From the fourth round on Reynoso used his southpaw stance and defense to fluster Ambriz who tried volume punching but tired a bit and allowed Reynoso to rally with his own volume punching. Ambriz never gave in but Reynoso was like a Rubic’s cube for the taller fighter.
“I just didn’t want them to think he was winning rounds,” said Reynoso. “So I had to let my hands go.”
Ambriz (13-1-1, 8 KOs) tried everything he could think of but Reynoso had the antidote for every formula. In the end Reynoso was the sharper and more accurate puncher though he never actually wobbled Ambriz. The fans were rewarded.
Reynoso was given a majority decision win as judge Carla Caiz scored it 76-76, but judges Daniel Zamora saw it 79-73 and John Davis had it 78-74 for the Riverside boxer.
Artemio Wins Decision
San Bernardino’s Reyes (6-1, 5 KOs) started quickly with some solid shots to the head and body. Sanchez (5-2) absorbed big shots but weathered them well in the first round. The Northern Californian tried to rally but wasn’t able to completely turn it around.
Sanchez moved and hit but couldn’t stop Reyes from landing big body punches in the second round. A right uppercut by Sanchez landed but Reyes scored more up and down.
In the third round a cut under the left eye of Reyes showed. Some stiff jabs and brutal body shots scored well for the San Bernardino fighter. Sanchez rallied with a three punch combination. Reyes ended the round with five straight digging blows.
Reyes tired a bit and Sanchez took advantage with some withering uppercuts and right hands. In the fourth and fifth rounds Sanchez turn things around and seemed to have Reyes fighting on his heels.
With a swollen right eye and cut over the left eye, Reyes fought Sanchez blow for blow and was able to slip a few punches while landing his own. Sanchez landed punches too but seldom blocked or slipped many in the final sixth round. That may have convinced the judges who scored it a split decision 58-56 twice for Reyes and 58-56 for Sanchez. It was one of the best fights of the year and definitely the best six round clash at any weight in Southern California.

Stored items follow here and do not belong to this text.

PR #48, opened 2024-08-19
Update proto definition to v0.55.0

anshuldata:
* Fixed name of Join type which was breaking change. Updated in [This](https://github.com/substrait-io/substrait/commit/bed84ecb6193c22bf2ff83dc3a391ec5a9a3aa68) PR updated these types PR


plan/relations.go
```diff
@@ -607,14 +607,14 @@ func (j *JoinRel) RecordType() types.StructType {
 	switch j.joinType {
```
EpsilonPrime, line 607: Are you going to need JoinTypeRightSingle  and JoinTypeRightAnti for all of the options to be handled without a default clause?

anshuldata: This PR I intended to keep for proto change so I planned to handle them in a separate PR. I updated PR to add missing ones to indicate unsupported. Kindly check

jacques-n (approved):

zeroshade (approved):
Is there something that needs to be fixed in the CI?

Though Sanchez lost, he proved to be a very good fighter with a head made of iron.
Reyes stepped up and proved his conditioning was top notch and defense is continuing to improve.
East L.A.’s Aaron Martinez (13-1-1, 3 KOs) survived a bad cut from an accidental head butt to win an eight round welterweight battle against former contender Pavel Miranda (16-5-1, 8 KOs) of Tijuana.

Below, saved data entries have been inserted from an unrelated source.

PR #52, opened 2024-08-30
Support for Parameterized type

anshuldata:
Enhancements:

1. Added interface "FuncDefArgType". This represents argument of a function in substrait extension

2. Function implementations input argument are feched from parser via method ArgType method. ArgType returns interface "FuncDefArgType". Added another method to parser expression "RetType" to return Type (concrete) as return type. This is temporary and should be fixed with Type Derivation. To keep behavior same for return type I kept "RetType" implementations same to return "Type"

3.  Added support for parameterized type
      * ParameterizedFixedChar/VarChar/FixedBinary/Decimal
      * Parameterized/PrecisionTimestamp/PrecisionTimestampTz
      * Parameterized/Decimal/List/Struct/Map Type
      
     
4. Added interface "LeafParameter".  This indicates parameter which are not nested 
        * These can be of two type, concrete and abstract (name in code is "ConcreteIntParam" and "VariableIntParam")
       * This allows representation of a leaf parameter. This also helps in evaluating if a given parameter is leaf or not (a parameter can be FuncDefArgType too)

5. Renamed "ParameterizedType" to "CompositeType". This was representing concrete serializable  type so changed name to reflect so
6. Fixed string representation of type to be uniform for fields having more than one type (map, struct) to have space between different parameters
7. Enhanced existing PrecisionTimestampType, PrecisionTimestampTzType, StructType, ListType, MapType to indicate they are concrete parameterized type (added BaseString and ParameterString) method
8. Separate "AnyType" from existing nonParamType. This will be helpful in match method in follow up PR to match argument against parameter
9. Added API "HasSyncParams". This takes []FuncDefArgType as argument and returns true if any abstract leaf parameter is shared across different arguments. This will be used in Match API in follow up PR to act on such FunctionVariants


types/parameterized_decimal_type.go
```diff
@@ -0,0 +1,55 @@
+package types
+
+import (
+	"fmt"
+
+	"github.com/substrait-io/substrait-go/proto"
+)
+
+type ParameterizedDecimalType struct {
```
zeroshade, line 9: docstring?

types/any_type.go
```diff
@@ -0,0 +1,58 @@
...
+// This type is not used in function invocation. It is only used in function definition
+type AnyType struct {
+	Name        string
+	Nullability Nullability
+}
+
+func (*AnyType) isRootRef() {}
+func (m *AnyType) WithNullability(nullability Nullability) Type {
+	m.Nullability = nullability
+	return m
```
zeroshade, line 19: Shouldn't this return a copy with the changed nullability rather than change the one being used? It feels like this should be a value receiver, not a pointer receiver

types/parameterized_decimal_type.go
```diff
@@ -0,0 +1,55 @@
...
+	Nullability      Nullability
+	TypeVariationRef uint32
+	Precision        IntegerParam
+	Scale            IntegerParam
+}
+
+func (*ParameterizedDecimalType) isRootRef() {}
+func (m *ParameterizedDecimalType) WithNullability(n Nullability) Type {
+	m.Nullability = n
+	return m
```
zeroshade, line 19: same as previous comment, this should probably be a value receiver, not a pointer receiver

types/parameterized_decimal_type.go
```diff
@@ -0,0 +1,55 @@
...
+}
+
+func (*ParameterizedDecimalType) ToProtoFuncArg() *proto.FunctionArgument {
+	// parameterized type are never on wire so to proto is not supported
+	panic("not supported")
+}
+
+func (m *ParameterizedDecimalType) ShortString() string {
+	t := &DecimalType{}
+	return t.ShortString()
```
zeroshade, line 41: this doesn't need to be a pointer. Could probably just be 

```go
var t DecimalType
return t.ShortString()
```

types/parameterized_types.go
```diff
@@ -0,0 +1,109 @@
+package types
+
+import (
+	"fmt"
+
+	"github.com/substrait-io/substrait-go/proto"
+)
+
+type IntegerParam struct {
```
zeroshade, line 9: docstring

types/parameterized_types.go
```diff
@@ -0,0 +1,109 @@
...
+type ParameterizedTypeSingleIntegerParam[T VarCharType | FixedCharType | FixedBinaryType | PrecisionTimestampType | PrecisionTimestampTzType] struct {
+	Nullability      Nullability
+	TypeVariationRef uint32
+	IntegerOption    IntegerParam
+}
+
+func (m *ParameterizedTypeSingleIntegerParam[T]) WithIntegerOption(integerOption IntegerParam) ParameterizedSingleIntegerType {
+	m.IntegerOption = integerOption
+	return m
+}
```
zeroshade, line 34: same as before, shouldn't this be a value receiver and not change the param but return a copy instead?

types/parameterized_types.go
```diff
@@ -0,0 +1,109 @@
...
+		return t.ShortString()
+	case *ParameterizedPrecisionTimestampType:
+		t := &PrecisionTimestampType{}
+		return t.ShortString()
+	case *ParameterizedPrecisionTimestampTzType:
+		t := &PrecisionTimestampTzType{}
+		return t.ShortString()
+	default:
+		panic("unknown type")
+	}
```
zeroshade, line 78: Same comment as before, it doesn't need to be pointers you can just use the type without needing the `&`

zeroshade (changes requested):

types/parameterized_decimal_type.go
anshuldata: fixed it

types/any_type.go
anshuldata: fixed it

types/parameterized_decimal_type.go
anshuldata: fixed it

types/parameterized_decimal_type.go
anshuldata: fixed it

types/parameterized_types.go
anshuldata: fixed it

types/parameterized_types.go
anshuldata: fixed it

types/any_type.go
```diff
@@ -0,0 +1,58 @@
...
+	return true
+}
+
+func (AnyType) ToProtoFuncArg() *proto.FunctionArgument {
+	panic("not allowed")
+}
+
+func (AnyType) ToProto() *proto.Type {
+	panic("not allowed")
+}
```
zeroshade, line 39: It feels like these should be removed from this type entirely and we should perhaps split the Type interface to create an interface that contains *just* the `ToProtoFuncArg` and `ToProto` methods, and then just use type assertion to do the serialization, enabling proper error reporting if the type doesn't meet the interface (rather than us just panic'ing if they use an AnyType). What do you think?

types/any_type.go
```diff
@@ -0,0 +1,58 @@
...
+func (t AnyType) ShortString() string { return t.Name }
+func (t AnyType) String() string {
+	return fmt.Sprintf("%s%s", t.Name, strNullable(t))
+}
+
+// Below methods are for parser Def interface
+
+func (AnyType) Optional() bool {
+	panic("not allowed")
+}
```
zeroshade, line 50: We have a nullability member, why is `Optional` not allowed?

types/parameterized_types.go
```diff
@@ -0,0 +1,112 @@
...
+	Name string
+}
+
+func (m IntegerParam) Equals(o IntegerParam) bool {
+	return m == o
+}
+
+func (p IntegerParam) ToProto() *proto.ParameterizedType_IntegerParameter {
+	panic("not implemented")
+}
```
zeroshade, line 21: same comment as before

types/parameterized_types.go
```diff
@@ -0,0 +1,112 @@
...
+	if o, ok := rhs.(ParameterizedTypeSingleIntegerParam[T]); ok {
+		return o == m
+	}
+	return false
+}
+
+func (ParameterizedTypeSingleIntegerParam[T]) ToProtoFuncArg() *proto.FunctionArgument {
+	// parameterized type are never on wire so to proto is not supported
+	panic("not supported")
+}
```
zeroshade, line 60: same comment

types/any_type.go
anshuldata: agree, it is much cleaner this way. I was initially contemplating to do it as part of this PR or separate PR. I now fixed as part of this PR. Basically introduced interface "FuncArgType" which represents a type which can be function argument (basically can be on wire)

types/parameterized_decimal_type.go
```diff
@@ -0,0 +1,58 @@
...
+	if o, ok := rhs.(ParameterizedDecimalType); ok {
+		return o == m
+	}
+	return false
+}
+
+func (ParameterizedDecimalType) ToProtoFuncArg() *proto.FunctionArgument {
+	// parameterized type are never on wire so to proto is not supported
+	panic("not supported")
+}
```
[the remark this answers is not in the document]
anshuldata: removed it since now Type interface doesn't have proto methods

types/parameterized_types.go
anshuldata: removed it since now Type interface doesn't have proto methods

types/parameterized_types.go
anshuldata: removed it since now Type interface doesn't have proto methods

types/parameterized_types.go
```diff
@@ -0,0 +1,101 @@
+package types
+
+import (
+	"fmt"
+)
+
+// IntegerParam represents a single integer parameter for a parameterized type
+// Example: VARCHAR(L1) -> L1 is the integer parameter
+type IntegerParam struct {
```
jacques-n, line 9: why is this a struct as opposed to a type alias of string?

types/parser/type_parser.go
```diff
@@ -3,6 +3,7 @@
 package parser
```
jacques-n, line 3: I generally think we're just creating more debt by maintaining multiple parsers in the project rather than just using antlr everywhere.

types/parameterized_types.go
```diff
@@ -0,0 +1,101 @@
...
+func (m IntegerParam) Equals(o IntegerParam) bool {
+	return m == o
+}
+
+func (m IntegerParam) String() string {
+	return m.Name
+}
+
+// ParameterizedTypeSingleIntegerParam This is a generic type to represent parameterized type with a single integer parameter
+type ParameterizedTypeSingleIntegerParam[T VarCharType | FixedCharType | FixedBinaryType | PrecisionTimestampType | PrecisionTimestampTzType] struct {
```
jacques-n, line 22: why export?

extensions/simple_extension.go
```diff
@@ -57,6 +59,7 @@ type TypeVariation struct {
 
 type Argument interface {
 	toTypeString() string
+	ArgType() (types.Type, error)
```
jacques-n, line 62: I don't get this method on this interface. What's the point? It seems like you've replaced type assertions with custom method that returns errors. How's that better than doing a type assertion on ValueArg and then having ValueArg have a utility method? 

As part of this, I suggest we use unexported marker methods on Argument so it is clear that people can't extend it. There are only three types of arguments: ValuesArg, TypeArg and EnumArg.

jacques-n (commented):
I'm struggling with how this pattern extends to things like List<ANY>, LIST<T1>, STRUCT<T1, T2>, etc.

types/parameterized_types.go
anshuldata: fixed it

types/parser/type_parser.go
anshuldata: We will fix it in follow up PR to rely on antlr

types/parameterized_types.go
anshuldata: fixed it

extensions/simple_extension.go
anshuldata: Removed this method and added marker

anshuldata:
@jacques-n @zeroshade 
Kindly re-review. I have overhauled this PR to support
* nested parameterized type (struct, map, list)
* support for parameterized decimal type where one of precision and scale may be concrete

I have captured changes in PR description. Kindly read it first to get an high level idea of changes.

Thanks

types/parameter_types/abstract_parameter_type.go
```diff
@@ -0,0 +1,23 @@
+package parameter_types
+
+// LeafIntParamAbstractType represents an integer parameter for a parameterized type
+// Example: VARCHAR(L1) -> L1 is an LeafIntParamAbstractType
+// DECIMAL<P, 0> --> P Is an LeafIntParamAbstractType
+type LeafIntParamAbstractType string
```
zeroshade, line 6: is there a corresponding non-`Leaf` param type? If not, do we really need to call it a "Leaf" type?

Is `AbstractType` what it is called in the substrait spec? Would `IntParamVar` be a better name if not?

types/parameter_types/concrete_parameter_type.go
```diff
@@ -0,0 +1,23 @@
...
+		return t == m
+	}
+	return false
+}
+
+func (m LeafIntParamConcreteType) String() string {
+	return fmt.Sprintf("%d", m)
+}
+
+func (m LeafIntParamConcreteType) ToProtoVal() int32 {
```
zeroshade, line 21: does the Abstract type version need a `ToProtoVal` method also?

types/parameter_types/leaf_parameter_type.go
```diff
@@ -0,0 +1,18 @@
+package parameter_types
+
+// LeafParameter represents a parameter type
+// parameter can of concrete (38) or abstract type (P)
+// or another parameterized type like VARCHAR<"L1">
+type LeafParameter interface {
+	// IsCompatible is type compatible with other
+	// compatible is other can be used in place of this type
+	IsCompatible(other LeafParameter) bool
+	String() string
```
zeroshade, line 10: `fmt.Stringer` ?

types/parameter_types/concrete_parameter_type.go
```diff
@@ -0,0 +1,23 @@
+package parameter_types
+
+import "fmt"
+
+// LeafIntParamConcreteType represents a single integer concrete parameter for a concrete type
+// Example: VARCHAR(6) -> 6 is an LeafIntParamConcreteType
+// DECIMAL<P, 0> --> 0 Is an LeafIntParamConcreteType but P not
+type LeafIntParamConcreteType int32
```
zeroshade, line 8: `ConcreteIntParam` ?

types/parameter_types/leaf_parameter_type.go
```diff
@@ -0,0 +1,18 @@
...
+}
+
+// AbstractParameterType represents a parameter type which is abstract.
+// it can be a leaf parameter (LeafIntParamAbstractType)
+// or another abstract type like "DECIMAL<P, S>"
+type AbstractParameterType interface {
```
zeroshade, line 16: `AbstractParameter`? I don't think `Type` needs to be part of the name here

functions/types.go
```diff
@@ -6,6 +6,7 @@ import (
 
 	substraitgo "github.com/substrait-io/substrait-go"
 	"github.com/substrait-io/substrait-go/types"
+	"github.com/substrait-io/substrait-go/types/parameter_types"
```
zeroshade, line 9: We should add the license identifier `// SPDX-License-Identifier: Apache-2.0` to this file

types/any_type.go
```diff
@@ -0,0 +1,35 @@
+package types
```
zeroshade, line 1: Should add license identifier `// SPDX-License-Identifier: Apache-2.0` to the file

types/any_type_test.go
```diff
@@ -0,0 +1,36 @@
+package types_test
```
zeroshade, line 1: license identifier header, etc...

types/parameter_types/abstract_parameter_type.go
```diff
@@ -0,0 +1,23 @@
+package parameter_types
```
zeroshade, line 1: since this is already in the `types` package, could we shorten this package name to just `parameters` ?

Also need to add the license identifier header

types/parameterized_decimal_type.go
zeroshade: this got converted back to a pointer receiver, please change it to a value receiver?

types/parameterized_list_type.go
```diff
@@ -0,0 +1,59 @@
...
+	Nullability      Nullability
+	TypeVariationRef uint32
+	Type             ParameterizedAbstractType
+}
+
+func (*ParameterizedListType) isRootRef() {}
+func (m *ParameterizedListType) WithNullability(n Nullability) Type {
+	m.Nullability = n
+	return m
+}
```
zeroshade, line 23: value receiver

types/parameterized_map_type.go
```diff
@@ -0,0 +1,65 @@
...
+	TypeVariationRef uint32
+	Key              Type
+	Value            Type
+}
+
+func (*ParameterizedMapType) isRootRef() {}
+func (m *ParameterizedMapType) WithNullability(n Nullability) Type {
+	m.Nullability = n
+	return m
+}
```
zeroshade, line 22: value receiver

types/parameterized_single_integer_param_type.go
```diff
@@ -0,0 +1,101 @@
+package types
+
+import (
+	"fmt"
+
+	"github.com/substrait-io/substrait-go/types/parameter_types"
+)
+
+// parameterizedTypeSingleIntegerParam This is a generic type to represent parameterized type with a single integer parameter
+type parameterizedTypeSingleIntegerParam[T VarCharType | FixedCharType | FixedBinaryType | PrecisionTimestampType | PrecisionTimestampTzType] struct {
```
zeroshade, line 10: we should shift these to a constraint to shorten this line and make it easier for reuse. It also would allow us to add the common functions to the interface constraint and make the subsequent code simpler.

```go
type singleIntParamType interface {
        VarCharType | FixedCharType | FixedBinaryType |
                PrecisionTimestampType | PrecisionTimestampTzType

         ShortString() string
         BaseString() string
}

type parameterizedTypeSingleIntegerParam[T singleIntParamType] struct {
```

types/parameterized_single_integer_param_type.go
```diff
@@ -0,0 +1,101 @@
...
+		return t.ShortString()
+	case ParameterizedPrecisionTimestampType:
+		t := PrecisionTimestampType{}
+		return t.ShortString()
+	case ParameterizedPrecisionTimestampTzType:
+		t := PrecisionTimestampTzType{}
+		return t.ShortString()
+	default:
+		panic("unknown type")
+	}
```
zeroshade, line 58: if you follow the suggestion above to add `ShortString() string` and `BaseString() string` to the constraint, then you can rewrite this function as such:

```go
var z T
return z.ShortString()
```

the `z` is for "zero value".

types/parameterized_single_integer_param_type.go
```diff
@@ -0,0 +1,101 @@
...
+		return t.BaseString()
+	case ParameterizedPrecisionTimestampType:
+		t := PrecisionTimestampType{}
+		return t.BaseString()
+	case ParameterizedPrecisionTimestampTzType:
+		t := PrecisionTimestampTzType{}
+		return t.BaseString()
+	default:
+		panic("unknown type")
+	}
```
zeroshade, line 88: if you follow the suggestion above, this entire function can be rewritten to:

```go
var z T
return z.BaseString()
```

types/parameterized_struct_type.go
```diff
@@ -0,0 +1,80 @@
...
+	Nullability      Nullability
+	TypeVariationRef uint32
+	Type             []Type
+}
+
+func (*ParameterizedStructType) isRootRef() {}
+func (m *ParameterizedStructType) WithNullability(n Nullability) Type {
+	m.Nullability = n
+	return m
+}
```
zeroshade, line 23: value receiver

types/parameterized_struct_type.go
```diff
@@ -0,0 +1,80 @@
...
+			}
+		}
+		return true
+	}
+	return false
+}
+
+func (m *ParameterizedStructType) ShortString() string {
+	t := StructType{}
+	return t.ShortString()
```
zeroshade, line 48: Maybe use

```go
return (StructType{}).ShortString()
```

or 

```go
var t StructType
return t.ShortString()
```

types/parameterized_struct_type.go
```diff
@@ -0,0 +1,80 @@
...
+)
+
+// ParameterizedStructType is a struct having at least one parameter of type ParameterizedAbstractType
+// example: Struct<Decimal(P,S), INT8>.
+// If All arguments are concrete they are represented by StructType
+type ParameterizedStructType struct {
+	Nullability      Nullability
+	TypeVariationRef uint32
+	Type             []Type
+}
```
zeroshade, line 17: since this is exactly the same definition as `StructType` maybe we just do

```go
type ParameterizedStructType struct {
        StructType
}
```

and just implement any functions that are different. or 

```go
type ParameterizedStructType StructType
```

either way that'll let us avoid having to manually create `StructType` instances in the methods.

types/parser/type_parser.go
zeroshade: Is there an antlr implementation for Go that we can use which is easy to utilize and plug into the types?

zeroshade (changes requested):
Made a new pass on this, left a bunch of comments

types/parser/type_parser.go
jacques-n: Antlr has generators for most languages, including go. Have used it extensively elsewhere and much more reliable/easy to maintain than writing parsers in multiple languages.

jacques-n (changes requested):
I think the overloading of Type here is wrong. You're upgrading Type to mean both concrete or parameterized. I think that has undesirable side effects and should be avoided.

A better way to approach is to keep Type to mean concrete types only. That's what users are going to be using in most of the substrait-go. Let's keep that narrow. 

We then have ParameterizedType. It could also be called FunctionDefinitionArgumentType since that it is the only place this concept needs to exist. This is a type that can be used in the definition of function arguments and can be parameterized or concrete. FunctionDefinitionArgumentType can't be used in plans and doesn't need to be converted to Protobuf binary values. In the protobuf files, this type is called [ParameterizedType](https://github.com/substrait-io/substrait/blob/main/proto/substrait/parameterized_types.proto#L13C9-L13C26). Note that Parameterized types should not be confused with [Compound Types](https://substrait.io/types/type_classes/#compound-types) which are types that are concrete types that have multiple components.

The third thing is what we call type expressions. Each function variant should have a type expression. This is mostly missing from substrait-go. That is the expression that is handed the concrete types and works with the FunctionDefinitionArgumentType values to figure things out.

Please update so that Type means what it means today and let's upgrade FunctionVariant to be defined using a new ParametertizedType or FunctionDefintitionArugmentType (or another name if you prefer).

A good test is all existing substrait-go type construction/manipulation code (outside of function variant construction) should have no changes. For example, [this shouldn't be needed](https://github.com/substrait-io/substrait-go/pull/52/files/a6ef7c8e3da9c1a8e9848a046f564b1c73f53ea1).

types/parameterized_decimal_type.go
anshuldata: I deliberately converted it to pointer receiver. This is to catch error of using wrong type at compile time instead of run time.
Basically, if a interface is implemented with a pointer receiver. Value receiver won't implement this. 
Since pointer of ParameterizedDecimalType implements "FuncDefArgType" so value receiver won't satisfy interface "FuncDefArgType"
I feel this is helpful if we have "FuncDefArgType" and need to switch case on "type". We can get compile error than
(sample program is [here](https://go.dev/play/p/-N-XAX8DrVm))

Let me know if this sounds ok

types/parameterized_list_type.go
anshuldata: I deliberately converted it to pointer receiver. This is to catch error of using wrong type at compile time instead of run time.
Basically, if a interface is implemented with a pointer receiver. Value receiver won't implement this.
Since pointer of ParameterizedListType implements "FuncDefArgType" so value receiver won't satisfy interface "FuncDefArgType"
I feel this is helpful if we have "FuncDefArgType" and need to switch case on "type". We can get compile error than
(sample program is [here](https://go.dev/play/p/-N-XAX8DrVm))

Let me know if this sounds ok

types/parameter_types/abstract_parameter_type.go
anshuldata: renamed it to ConcreteIntParam

types/parameter_types/leaf_parameter_type.go
anshuldata: fixed it

types/parameter_types/concrete_parameter_type.go
anshuldata: renamed it to ConcreteIntParam

types/parameter_types/concrete_parameter_type.go
anshuldata: with new change (separation of Type and ParameterizedType (called FuncDefArgType) interface) this proto method is not needed. 
FuncDefArgType implementations will never be on wire so proto method not needed

types/parameter_types/leaf_parameter_type.go
anshuldata: This is not used anymore

functions/types.go
anshuldata: added, Thanks

types/any_type.go
anshuldata: added, Thanks

types/any_type_test.go
anshuldata: added, Thanks

types/parameter_types/abstract_parameter_type.go
anshuldata: added license
renamed this package to "leaf_parameters" since it now only contains leaf parameters

types/parameterized_map_type.go
anshuldata: same reasoning as previous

Martinez was the busier fighter and seldom allowed Miranda to out punch him. Round after round Martinez slammed punches through Miranda’s guard. The Tijuana boxer was very cool but never stepped up the pace and suffered a loss by unanimous decision. The judges scored it 80-72, 79-73, 78-74.
Rancho Cucamonga’ s Eric Garcia (5-1-1, 2 KOs) pummeled Oakland’s Daniel Castillo (2-6-1) ceaselessly until referee David Denkin stopped the fight at 2:34 of the first round of a junior middleweight bout. Castillo was never seriously hurt but received too many punches.
Long Beach boxer Cleveland Ishe (1-0) knocked down Pomona’s Antonio Moya (0-1) three times before referee Ray Corona stopped the fight 28 seconds into the second round of a junior middleweight bout. A right hand dropped Moya during an exchange. He survived that and was floored with a left hook but he survived that knockdown too. The second round wasn’t much better for Moya who was met with another left hook that stopped the fight at 28 seconds of the round. It was the pro debut for both fighters.